I started to think why oh why I made such an assumption that FOUND should be set. After very long thinking (that wasn’t easy, I had to find in my mind why I thought that it should work)… and suddenly there is:
Another example:
BEGIN;
CREATE TABLE test (
t TEXT NOT NULL
);
INSERT INTO test(t) VALUES ('10');
CREATE OR REPLACE FUNCTION make_test_3() RETURNS VOID AS $_$
DECLARE
temprec RECORD;
tmpint INTEGER := 0;
BEGIN
SELECT * FROM test INTO temprec;
GET DIAGNOSTICS tmpint = ROW_COUNT;
raise notice 'Found rows: %', tmpint;
END; $_$ LANGUAGE plpgsql;
CREATE OR REPLACE FUNCTION make_test_4() RETURNS VOID AS $_$
DECLARE
temprec RECORD;
tmpint INTEGER := 0;
BEGIN
EXECUTE 'SELECT * FROM test' INTO temprec;
GET DIAGNOSTICS tmpint = ROW_COUNT;
raise notice 'Found rows: %', tmpint;
END; $_$ LANGUAGE plpgsql;
select * from make_test_3();
select * from make_test_4();
ROLLBACK;
Output:
test=# select * from make_test_3(); NOTICE: Found rows: 1 make_test_3 ------------- (1 row) test=# select * from make_test_4(); NOTICE: Found rows: 1 make_test_4 ------------- (1 row)

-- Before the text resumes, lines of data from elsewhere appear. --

PR #291, opened 2025-02-19
Advertise supported OpenId4VCI version in metadata and UI pages

### LINKED ISSUE #285: Provide an  indicatation of which draft of the OpenId4VCI spec the app implements
It would be great if we could if application could advertise which draft of the OpenId4VCI is supported.

This could be done in the following way:
- Introduce a custom claim to the credential issuer metadata, and 
- Add to the landing page of the issuer a footer with the same information.

The version of the OpenId4VCI spec could be set by an environment variable

dzarras:
Closes #285

### DIFF
--- a/README.md
+++ b/README.md
@@ -292,6 +292,9 @@ Default value: `10`
 
 ### Metadata configuration
 
+Variable: `ISSUER_METADATA_OPENID4VCI_VERSION`  
+Description: OpenId4VCI version advertised using the `openid4vci_version` property in the Credential Issuer Metadata
+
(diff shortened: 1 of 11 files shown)


babisRoutis:
@dzarras I think that we can also add the version to the credential issuer metadata

dzarras:
> @dzarras I think that we can also add the version to the credential issuer metadata

@babisRoutis It's already there https://github.com/eu-digital-identity-wallet/eudi-srv-pid-issuer/pull/291/files#diff-fec80faa7e6573561cc25dae19efb9930230aca322c57ba4fae2d5eda6e6003cR111

babisRoutis (approved):

PR #307, opened 2025-03-07
Add missing PID attribute in metadata.

### LINKED ISSUE #306: Add missing PID attribute in metadata
The [PID Rulebook v1.5](https://eu-digital-identity-wallet.github.io/eudi-doc-architecture-and-reference-framework/1.5.0/annexes/annex-3/annex-3.01-pid-rulebook/) defines the following optional attributes that we currently do not advertise in the metadata:

* *trust_anchor*: This attribute indicates at least the URL at which a machine-readable version of the trust anchor to be used for verifying the PID can be found or looked up. Note: This attribute corresponds to the location meant in Annex V point h) or Annex VII point h) of the [European Digital Identity Regulation], which is mandatory for QEAAs. This PID Rulebook add this as an optional attribute for PIDs as well, so PID Providers are able to ensure that PIDs can be validated by Relying Parties in the same manner as QEAAs.

The metadata of the issuer must be updated as follows:
Advertise missing *trust_anchor* attribute in MSO MDoc and SD-JWT VC PID Credential Configurations

dzarras:
Add:
1. `trust_anchor` to MSO MDoc and SD-JWT VC PID metadata

Closes #306

### DIFF
--- a/src/main/kotlin/eu/europa/ec/eudi/pidissuer/adapter/out/pid/IssueSdJwtVcPid.kt
+++ b/src/main/kotlin/eu/europa/ec/eudi/pidissuer/adapter/out/pid/IssueSdJwtVcPid.kt
@@ -68,6 +68,12 @@ internal object Attributes {
         display = mapOf(Locale.ENGLISH to "Age in Years"),
     )
 
+    val LocationStatus = AttributeDetails(
+        name = "location_status",
+        mandatory = false,
+        display = mapOf(Locale.ENGLISH to "Location Status"),
+    )
+
     val pidAttributes: List<AttributeDetails> = listOf(
         OidcFamilyName,
         OidcGivenName,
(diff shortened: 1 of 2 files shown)


src/main/kotlin/eu/europa/ec/eudi/pidissuer/adapter/out/pid/IssueSdJwtVcPid.kt
```diff
@@ -68,6 +68,12 @@ internal object Attributes {
         display = mapOf(Locale.ENGLISH to "Age in Years"),
     )
 
+    val LocationStatus = AttributeDetails(
```
babisRoutis, line 71: Please remove this. 

IMO, the `location_status` will be manifested as `status` in the SD-JWT-VC.

babisRoutis (changes requested):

So… GET DIAGNOSTICS ROW_COUNT works even when the previous query was EXECUTE. FOUND doesn’t work that way though it is described in the manual next to GET DIAGNOSTICS so it was obvious for me that it should work that way.
Already checked all examples in PostgreSQL 8.4 – effect the same.